De même, Primo Levi fut contrait de s’imposer certaines limites. Il savait que tout ne pouvait être dit, et que tout ne pouvait être compris par ses lecteurs. Ceux qui n’ont pas eux-mêmes vécu l’expérience du camp ne pourront jamais s’identifier aux déportés ni à l’auteur. Ce dernier en est conscient et l’accepte : « Nous savons, en disant cela, que nous serons difficilement compris, et il est bon qu’il en soit ainsi ». Les mots n’ont également pas la même signification pour les déportés que pour les ‘‘autres’’. Primo Levi le dit à la page 132 : « Nous voudrions dès lors inviter le lecteur à s’interroger : que pouvaient bien justifier au Lager les mots comme « bien » et « mal », « juste » et « injuste » ? ». Les sentiments et perceptions ne sont pas les mêmes pour des hommes libres et pour ces esclaves à qui il ne reste plus que des sensations quasi-animales.
Enfin, afin de se faire entendre et comprendre, l’auteur a eu recours à une grande clarté d’écriture. Il est extrêmement précis et n’hésite pas à se lancer dans des descriptions détaillées. Il nous donne par exemple la topographie des lieux telle qu’elle était à l’époque : Les dimensions du Lager ( pages 42-43 ), le nombre de baraques et leurs fonctions. Dans le septième chapitre, l’horizon s’élargit. Nous apprenons également quelles sont les différentes catégories de détenus aux pages 44-45 : « ( … ) les occupants du Lager se répartissaient en trois catégories : les prisonniers de Droit commun, les prisonniers politiques, et les juifs. » Il nous est aussi présenté l’organisation du travail, et les horaires de ce dernier qui diffère selon les saisons : « On travaille tant qu’il fait jour : aussi passe-t-on d’un horaire minimum l’hiver ( de 8h à 12h et de 12h30 à 16h ) à un horaire maximum l’été ( de 6h30 à 12h et de 13h à 18h ). » p.49. L’auteur ne néglige pas les détails car il sait que c’est à travers eux que le lecteur peut plus facilement comprendre la réalité des choses et percevoir la véracité du témoignage.

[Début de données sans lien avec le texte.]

PR #1732, opened 2021-01-29
call useDomEffect cleanup and filter metas

sylvhama:
## Description

This PR fixes two issues:
- the `useDomEffect` cleanup function was never called. So for example imagine you render a `<Meta />` for a specific page. If you unmount the component it won't remove the meta tag from the DOM. The logic was always there (see return statement of `addDescriptor`) but it was just not called.
- It renders the last `meta` tag if some have same `name` or `property`. Imagine you have a website with a global description but you want to render a different one within a very specific page. This is similar to how `useTitle` works at the moment. https://github.com/Shopify/polaris-styleguide/pull/3776 is a real life example where this would be useful.

## Type of change

- [x] `react-html` Patch: Bug (non-breaking change which fixes an issue)
- [x] `react-html` Minor: New feature (non-breaking change which adds functionality)

## Checklist

### DIFF
--- a/packages/react-html/CHANGELOG.md
+++ b/packages/react-html/CHANGELOG.md
@@ -7,6 +7,9 @@ and adheres to [Semantic Versioning](http://semver.org/spec/v2.0.0.html).
 
 ## [Unreleased]
 
+- Minor: Only render the last meta tag if they have same name or property []()
+- Minor: Cleanup tags from DOM when unmounting []()
+
 ### Added
 
 - Better ES module support via `<Html />`'s `script` / `blockingScripts` accepting a `type` property
--- a/packages/react-html/CHANGELOG.md
+++ b/packages/react-html/CHANGELOG.md
@@ -7,8 +7,13 @@ and adheres to [Semantic Versioning](http://semver.org/spec/v2.0.0.html).
 
 ## [Unreleased]
 
-- Minor: Only render the last meta tag if they have same name or property [#1732](https://github.com/Shopify/quilt/pull/1732)
-- Patch: Cleanup tags from DOM when unmounting [#1732](https://github.com/Shopify/quilt/pull/1732)
+### Changed
+
+- Only render the last meta tag if they have same name or property [#1732](https://github.com/Shopify/quilt/pull/1732)
+
+### Fixed
+
+- Cleanup tags from DOM when unmounting [#1732](https://github.com/Shopify/quilt/pull/1732)
 
 ### Added
 
--- a/packages/react-html/CHANGELOG.md
+++ b/packages/react-html/CHANGELOG.md
@@ -7,8 +7,8 @@ and adheres to [Semantic Versioning](http://semver.org/spec/v2.0.0.html).
 
 ## [Unreleased]
 
-- Minor: Only render the last meta tag if they have same name or property []()
-- Minor: Cleanup tags from DOM when unmounting []()
+- Minor: Only render the last meta tag if they have same name or property [#1732](https://github.com/Shopify/quilt/pull/1732)
+- Patch: Cleanup tags from DOM when unmounting [#1732](https://github.com/Shopify/quilt/pull/1732)
 
 ### Added
 
--- a/packages/react-html/src/hooks.ts
+++ b/packages/react-html/src/hooks.ts
@@ -10,9 +10,7 @@ export function useDomEffect(
   inputs: unknown[] = [],
 ) {
   const manager = useContext(HtmlContext);
-  const effect = () => {
-    perform(manager);
-  };
+  const effect = () => perform(manager);
 
   useServerEffect(effect, manager.effect);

Nous avons donc vu comment Primo Levi a pu surmonter les difficultés qu’accompagnaient l’écriture d’un témoignage tel que celui-ci.

Nous allons maintenant étudier les différents aspects de l’écriture du témoignage. L’auteur aura préféré adopter une démarche scientifique et nous pouvons nous demander de quelle nature est successivement le récit.
Tout d’abord nous pouvons remarquer que Primo Levi a écrit son témoignage de telle façon qu’on croirait lire une sorte d’écrit scientifique. Ecrit en prose, avec beaucoup de précisions, et dépourvu d’ornements littéraires, Si c’est un homme se veut être le plus exact possible. Ce récit est précis tel un traité scientifique, sans grandiloquence, mais vrai, parce que vécu. Il ne contient pas de discours moralisateur, les faits sont évoqués dans leur terrible simplicité : rapporter les situations et comportements du quotidiens suffisent. Ce qui nous montre que le texte est écrit de manière scientifique est par exemple l’absence de sentiments personnels, ou encore la récurrence du terme « Pourquoi ? » ainsi que les amas de questions tout au long du livre. L’auteur chercher à rationaliser, à trouver des causes à l’inexplicable. La substance du texte de Primo Levi tient dans une description très méthodique, presque clinique, de l’horreur du Lager à travers la vie quotidienne d’un détenu. Le Lager devient un laboratoire d’études, les hommes sont les rats sur lesquels l’on pratique des expériences.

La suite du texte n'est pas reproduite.